WHAT IS NEEDED
Output each line of the data word for word, from the first through the line that holds "2. StoryChunkExtractionChain implementation", and leave off whatever follows.

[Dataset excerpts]
PR #646, opened 2026-05-12
 Issue with tl_engine copy constructor exposed in PR #633

ibrodkin:
A combination of conditions compounds to the tl_engine functioning issue mentioned in PR #633 review:

1. It turns out that std::move(some_object) invokes some_object's copy constructor instead of default move constructor in the case when some_object does not have explicitly defined move constructor 

2. StoryChunkExtractionChain implementation assumes expected move semantics of std:move

3. invoking thallium ::engine copy constructor might silently finalize the engine and thus prevent normal story chunk transfer in StoryChunkExtractorRDMA & DualEndpointChunkExtractorRDMA.
---------
Changes in this PR :
1. The main changes in this PR ensure that the Extractors that rely on thallium RPC communication have explicitly deleted copy constructors and explicitly defined move constructors. 
2. ExtractionChains are now responsible to instantiating their sets of Extractors through the activate() method instead of add_extractor(). add_extractor() method is removed
3. functional tests for KeeperExtractionChain and GrapherExtractionChain  are modified to test ExtractionModule and ExtractionChain changes described above.


ChronoKeeper/src/DualEndpointChunkExtractorRDMA.cpp
```diff
@@ -97,94 +97,40 @@ void chronolog::DualEndpointChunkExtractorRDMA::restart_rdma_sender_for_player(
...
+    rdma_sender_for_grapher = other.rdma_sender_for_grapher;
+
+    other.sender_tl_engine = nullptr;
+    other.rdma_sender_for_player = nullptr;
+    other.rdma_sender_for_grapher = nullptr;
 }
 
 chl::DualEndpointChunkExtractorRDMA&
-chronolog::DualEndpointChunkExtractorRDMA::operator=(DualEndpointChunkExtractorRDMA const& other)
+chronolog::DualEndpointChunkExtractorRDMA::operator=(DualEndpointChunkExtractorRDMA&& other)
```
iameneko, line 120: I think the move-assignment here has a couple of issues compared to the single-endpoint version in `ChunkExtractorRDMA.cpp`:

1. The existing `rdma_sender_for_player` / `rdma_sender_for_grapher` are not deleted before being overwritten, so we leak the two `RDMATransferAgent`s that `this` was holding.
2. We null out `other.rdma_sender_for_player` / `other.rdma_sender_for_grapher` but never actually transfer them into `this`. So after the move, `this` keeps its old senders while the `player_/grapher_receiver_service_id` members now point at `other`'s receivers — the senders and the service ids no longer match.

The single-endpoint `StoryChunkExtractorRDMA::operator=(&&)` already does the right thing (delete LHS, then `rdma_sender = other.rdma_sender`); I think we just need to mirror that pattern here for both player and grapher senders.

chrono_common/include/RDMATransferAgent.h
```diff
@@ -38,17 +38,17 @@ class RDMATransferAgent
...
     int transfer_serialized_story_chunk(std::string const& chunk);
-    bool is_receiver_available() const;
 
 private:
-    tl::engine& service_engine;                  // local tl::engine
+    tl::engine& service_engine;                  // local sender tl::engine
     ServiceId receiver_service_id;               // remote receiver service ServiceId
     tl::provider_handle receiver_service_handle; // tl::provider_handle for remote receiver service
-    tl::remote_procedure receiver_is_available;
+    tl::remote_procedure receiver_available;
```
iameneko, line 47: Small nit: with `is_receiver_available()` and the corresponding `service_engine.define(...)` both removed, the `tl::remote_procedure receiver_available;` member is now declared but never initialized or used. Same on the consumer side — `StoryChunkConsumerService::receiver_available` is still `define`d but has no caller. Worth removing both ends to keep things tidy (or wiring it back if it'll be needed soon).

iameneko (approved):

ANSWER
PR #646, opened 2026-05-12
 Issue with tl_engine copy constructor exposed in PR #633

ibrodkin:
A combination of conditions compounds to the tl_engine functioning issue mentioned in PR #633 review:

1. It turns out that std::move(some_object) invokes some_object's copy constructor instead of default move constructor in the case when some_object does not have explicitly defined move constructor 

2. StoryChunkExtractionChain implementation assumes expected move semantics of std:move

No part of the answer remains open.